-------- Source data

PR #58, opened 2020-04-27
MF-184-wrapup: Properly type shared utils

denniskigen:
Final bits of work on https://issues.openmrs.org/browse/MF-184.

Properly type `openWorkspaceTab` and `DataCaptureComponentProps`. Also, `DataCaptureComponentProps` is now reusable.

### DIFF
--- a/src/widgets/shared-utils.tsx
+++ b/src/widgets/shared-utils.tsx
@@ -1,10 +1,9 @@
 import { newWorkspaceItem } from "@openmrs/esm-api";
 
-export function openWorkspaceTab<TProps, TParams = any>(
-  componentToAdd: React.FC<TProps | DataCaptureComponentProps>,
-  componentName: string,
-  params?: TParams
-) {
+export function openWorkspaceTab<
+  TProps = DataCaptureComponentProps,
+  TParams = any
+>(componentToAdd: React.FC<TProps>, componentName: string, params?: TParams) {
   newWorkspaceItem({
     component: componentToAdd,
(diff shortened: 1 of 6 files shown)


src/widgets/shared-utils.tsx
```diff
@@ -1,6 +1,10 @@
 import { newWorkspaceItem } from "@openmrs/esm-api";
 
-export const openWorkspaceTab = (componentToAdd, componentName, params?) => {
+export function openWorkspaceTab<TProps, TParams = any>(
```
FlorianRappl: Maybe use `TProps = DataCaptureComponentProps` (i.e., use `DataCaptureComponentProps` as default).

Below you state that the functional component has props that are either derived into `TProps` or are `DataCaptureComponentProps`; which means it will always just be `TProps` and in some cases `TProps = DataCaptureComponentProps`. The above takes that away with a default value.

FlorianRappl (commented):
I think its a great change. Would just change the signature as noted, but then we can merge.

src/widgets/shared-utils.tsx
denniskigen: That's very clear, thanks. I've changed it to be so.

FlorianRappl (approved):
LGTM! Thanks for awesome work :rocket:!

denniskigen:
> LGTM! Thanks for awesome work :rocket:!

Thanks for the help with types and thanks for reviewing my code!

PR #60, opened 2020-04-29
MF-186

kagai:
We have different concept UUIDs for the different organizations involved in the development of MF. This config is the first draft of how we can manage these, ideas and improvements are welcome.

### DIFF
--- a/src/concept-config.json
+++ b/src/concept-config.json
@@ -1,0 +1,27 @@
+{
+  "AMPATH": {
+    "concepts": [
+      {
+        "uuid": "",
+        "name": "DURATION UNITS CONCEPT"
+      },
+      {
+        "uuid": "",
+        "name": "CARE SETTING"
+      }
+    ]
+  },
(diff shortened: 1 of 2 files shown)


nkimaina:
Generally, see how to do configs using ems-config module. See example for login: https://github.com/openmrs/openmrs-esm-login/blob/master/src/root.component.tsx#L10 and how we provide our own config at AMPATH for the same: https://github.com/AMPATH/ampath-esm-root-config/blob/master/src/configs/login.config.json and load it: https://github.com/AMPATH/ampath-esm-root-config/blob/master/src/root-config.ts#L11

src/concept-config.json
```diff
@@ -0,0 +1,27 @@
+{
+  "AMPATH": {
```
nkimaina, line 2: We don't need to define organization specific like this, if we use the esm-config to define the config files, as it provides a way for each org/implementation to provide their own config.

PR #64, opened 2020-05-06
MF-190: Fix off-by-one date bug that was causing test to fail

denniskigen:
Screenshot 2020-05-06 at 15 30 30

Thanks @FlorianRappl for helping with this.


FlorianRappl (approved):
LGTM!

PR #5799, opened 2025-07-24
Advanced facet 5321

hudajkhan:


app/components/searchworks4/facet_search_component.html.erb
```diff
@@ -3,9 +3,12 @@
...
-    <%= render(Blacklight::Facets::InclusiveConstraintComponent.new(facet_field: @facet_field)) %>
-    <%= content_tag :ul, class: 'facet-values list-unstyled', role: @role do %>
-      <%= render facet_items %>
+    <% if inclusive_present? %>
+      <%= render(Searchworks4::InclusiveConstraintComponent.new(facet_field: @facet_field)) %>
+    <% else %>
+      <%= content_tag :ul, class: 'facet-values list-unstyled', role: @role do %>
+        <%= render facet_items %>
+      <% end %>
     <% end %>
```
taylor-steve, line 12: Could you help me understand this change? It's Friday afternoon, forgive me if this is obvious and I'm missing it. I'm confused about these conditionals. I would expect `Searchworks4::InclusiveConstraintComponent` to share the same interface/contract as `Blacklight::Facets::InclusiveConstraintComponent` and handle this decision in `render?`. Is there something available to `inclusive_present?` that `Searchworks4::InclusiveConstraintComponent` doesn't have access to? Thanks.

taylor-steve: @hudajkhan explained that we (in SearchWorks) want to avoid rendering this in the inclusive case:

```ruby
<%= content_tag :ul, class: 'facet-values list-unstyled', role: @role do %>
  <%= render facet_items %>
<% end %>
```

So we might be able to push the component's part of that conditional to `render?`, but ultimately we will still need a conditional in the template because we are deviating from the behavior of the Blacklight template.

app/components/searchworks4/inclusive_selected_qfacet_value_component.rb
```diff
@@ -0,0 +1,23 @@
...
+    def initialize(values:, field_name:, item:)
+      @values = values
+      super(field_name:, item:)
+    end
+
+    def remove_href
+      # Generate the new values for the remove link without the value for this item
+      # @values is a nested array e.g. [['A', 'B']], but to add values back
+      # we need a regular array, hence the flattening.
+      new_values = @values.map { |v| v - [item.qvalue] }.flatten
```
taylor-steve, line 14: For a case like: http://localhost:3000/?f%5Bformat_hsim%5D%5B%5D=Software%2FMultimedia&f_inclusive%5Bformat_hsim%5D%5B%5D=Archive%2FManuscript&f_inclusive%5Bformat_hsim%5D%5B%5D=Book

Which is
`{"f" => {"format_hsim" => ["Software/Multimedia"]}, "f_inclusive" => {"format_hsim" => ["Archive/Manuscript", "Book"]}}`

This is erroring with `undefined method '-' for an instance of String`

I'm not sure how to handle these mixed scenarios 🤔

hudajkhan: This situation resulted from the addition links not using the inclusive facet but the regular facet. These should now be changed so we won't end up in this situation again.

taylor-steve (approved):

----------------
-------- Source data

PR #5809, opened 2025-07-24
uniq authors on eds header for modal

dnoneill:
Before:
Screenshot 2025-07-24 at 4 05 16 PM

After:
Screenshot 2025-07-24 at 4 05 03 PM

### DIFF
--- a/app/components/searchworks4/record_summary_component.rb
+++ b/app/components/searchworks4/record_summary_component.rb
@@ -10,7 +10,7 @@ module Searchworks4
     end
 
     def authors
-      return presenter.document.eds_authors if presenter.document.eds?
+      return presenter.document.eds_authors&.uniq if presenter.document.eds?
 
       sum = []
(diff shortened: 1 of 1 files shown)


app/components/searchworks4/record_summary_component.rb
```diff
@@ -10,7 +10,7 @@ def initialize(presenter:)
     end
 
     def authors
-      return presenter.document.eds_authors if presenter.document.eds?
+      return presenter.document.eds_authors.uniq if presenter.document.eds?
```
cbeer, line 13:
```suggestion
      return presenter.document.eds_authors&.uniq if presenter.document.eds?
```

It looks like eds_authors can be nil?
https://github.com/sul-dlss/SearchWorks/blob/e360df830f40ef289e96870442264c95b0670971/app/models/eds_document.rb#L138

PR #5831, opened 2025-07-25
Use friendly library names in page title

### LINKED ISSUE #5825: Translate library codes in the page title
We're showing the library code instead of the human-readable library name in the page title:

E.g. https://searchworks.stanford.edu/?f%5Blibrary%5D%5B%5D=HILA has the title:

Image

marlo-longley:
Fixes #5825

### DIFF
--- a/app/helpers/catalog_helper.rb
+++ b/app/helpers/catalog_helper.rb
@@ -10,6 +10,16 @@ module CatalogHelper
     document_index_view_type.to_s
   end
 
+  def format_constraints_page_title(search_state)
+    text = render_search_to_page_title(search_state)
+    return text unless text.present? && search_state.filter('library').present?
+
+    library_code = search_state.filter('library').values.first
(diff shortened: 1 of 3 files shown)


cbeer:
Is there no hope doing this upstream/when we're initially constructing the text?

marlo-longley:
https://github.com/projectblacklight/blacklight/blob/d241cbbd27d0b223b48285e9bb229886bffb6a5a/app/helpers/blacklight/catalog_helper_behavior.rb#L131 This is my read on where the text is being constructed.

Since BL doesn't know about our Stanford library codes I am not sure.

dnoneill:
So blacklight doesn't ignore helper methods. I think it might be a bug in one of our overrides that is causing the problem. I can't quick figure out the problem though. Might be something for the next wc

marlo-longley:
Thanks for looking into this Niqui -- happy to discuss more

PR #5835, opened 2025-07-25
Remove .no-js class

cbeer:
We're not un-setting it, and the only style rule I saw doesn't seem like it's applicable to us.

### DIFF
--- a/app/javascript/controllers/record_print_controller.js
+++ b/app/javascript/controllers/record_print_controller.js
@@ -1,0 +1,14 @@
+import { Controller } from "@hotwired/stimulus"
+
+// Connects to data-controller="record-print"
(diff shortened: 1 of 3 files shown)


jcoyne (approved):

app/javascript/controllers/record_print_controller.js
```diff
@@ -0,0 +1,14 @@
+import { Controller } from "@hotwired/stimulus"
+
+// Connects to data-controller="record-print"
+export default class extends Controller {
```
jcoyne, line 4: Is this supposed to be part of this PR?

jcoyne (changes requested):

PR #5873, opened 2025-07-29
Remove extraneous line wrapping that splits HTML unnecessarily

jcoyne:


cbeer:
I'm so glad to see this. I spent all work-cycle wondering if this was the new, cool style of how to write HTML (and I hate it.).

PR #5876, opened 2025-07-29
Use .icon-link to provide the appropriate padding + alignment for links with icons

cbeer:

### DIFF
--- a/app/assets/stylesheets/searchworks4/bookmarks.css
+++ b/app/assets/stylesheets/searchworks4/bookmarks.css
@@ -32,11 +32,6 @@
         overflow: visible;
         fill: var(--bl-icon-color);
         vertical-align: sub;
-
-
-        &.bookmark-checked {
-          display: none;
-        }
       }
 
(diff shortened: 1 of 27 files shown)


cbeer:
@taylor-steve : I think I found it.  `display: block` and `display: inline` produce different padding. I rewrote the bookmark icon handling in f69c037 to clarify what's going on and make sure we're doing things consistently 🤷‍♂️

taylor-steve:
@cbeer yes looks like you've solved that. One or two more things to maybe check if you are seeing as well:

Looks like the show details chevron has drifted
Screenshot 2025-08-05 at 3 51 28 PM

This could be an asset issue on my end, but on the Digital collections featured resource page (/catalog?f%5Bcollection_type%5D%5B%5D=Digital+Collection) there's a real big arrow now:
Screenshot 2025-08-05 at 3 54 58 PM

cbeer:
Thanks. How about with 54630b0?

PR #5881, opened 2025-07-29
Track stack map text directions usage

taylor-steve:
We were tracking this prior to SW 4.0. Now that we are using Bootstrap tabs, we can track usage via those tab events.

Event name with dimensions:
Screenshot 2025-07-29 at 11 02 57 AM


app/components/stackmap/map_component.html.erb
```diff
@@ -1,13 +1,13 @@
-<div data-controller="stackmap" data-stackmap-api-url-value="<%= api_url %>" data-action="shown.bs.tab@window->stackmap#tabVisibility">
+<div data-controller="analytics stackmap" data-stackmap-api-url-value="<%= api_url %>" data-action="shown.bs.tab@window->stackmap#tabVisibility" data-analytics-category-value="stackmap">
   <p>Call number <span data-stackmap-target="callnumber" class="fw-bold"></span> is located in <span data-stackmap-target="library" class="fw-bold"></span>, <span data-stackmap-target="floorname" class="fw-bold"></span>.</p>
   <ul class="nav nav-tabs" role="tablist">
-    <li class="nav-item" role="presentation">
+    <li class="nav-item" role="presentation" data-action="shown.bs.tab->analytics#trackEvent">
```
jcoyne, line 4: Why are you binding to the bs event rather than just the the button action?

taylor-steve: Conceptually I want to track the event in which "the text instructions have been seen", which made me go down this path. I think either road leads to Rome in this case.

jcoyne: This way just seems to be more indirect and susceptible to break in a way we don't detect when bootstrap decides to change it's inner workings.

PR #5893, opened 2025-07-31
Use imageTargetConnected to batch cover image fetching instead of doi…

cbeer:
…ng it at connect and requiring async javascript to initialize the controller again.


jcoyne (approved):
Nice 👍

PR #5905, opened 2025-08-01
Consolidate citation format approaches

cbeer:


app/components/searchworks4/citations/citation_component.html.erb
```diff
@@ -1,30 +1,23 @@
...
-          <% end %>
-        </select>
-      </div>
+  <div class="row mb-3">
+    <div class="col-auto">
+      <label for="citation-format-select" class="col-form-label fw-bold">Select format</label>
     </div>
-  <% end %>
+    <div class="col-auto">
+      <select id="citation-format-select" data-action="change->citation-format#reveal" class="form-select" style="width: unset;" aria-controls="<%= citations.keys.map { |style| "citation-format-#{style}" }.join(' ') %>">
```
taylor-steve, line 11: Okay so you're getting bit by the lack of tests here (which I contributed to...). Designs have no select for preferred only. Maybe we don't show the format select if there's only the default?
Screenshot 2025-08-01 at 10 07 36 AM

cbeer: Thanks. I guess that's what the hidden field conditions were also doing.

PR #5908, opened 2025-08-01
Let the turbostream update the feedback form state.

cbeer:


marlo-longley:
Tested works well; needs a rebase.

----------------

## Exercise description:
Every line in the data above that includes the word "widgets" should be copied.

## Expected answer:
--- a/src/widgets/shared-utils.tsx
+++ b/src/widgets/shared-utils.tsx
src/widgets/shared-utils.tsx
src/widgets/shared-utils.tsx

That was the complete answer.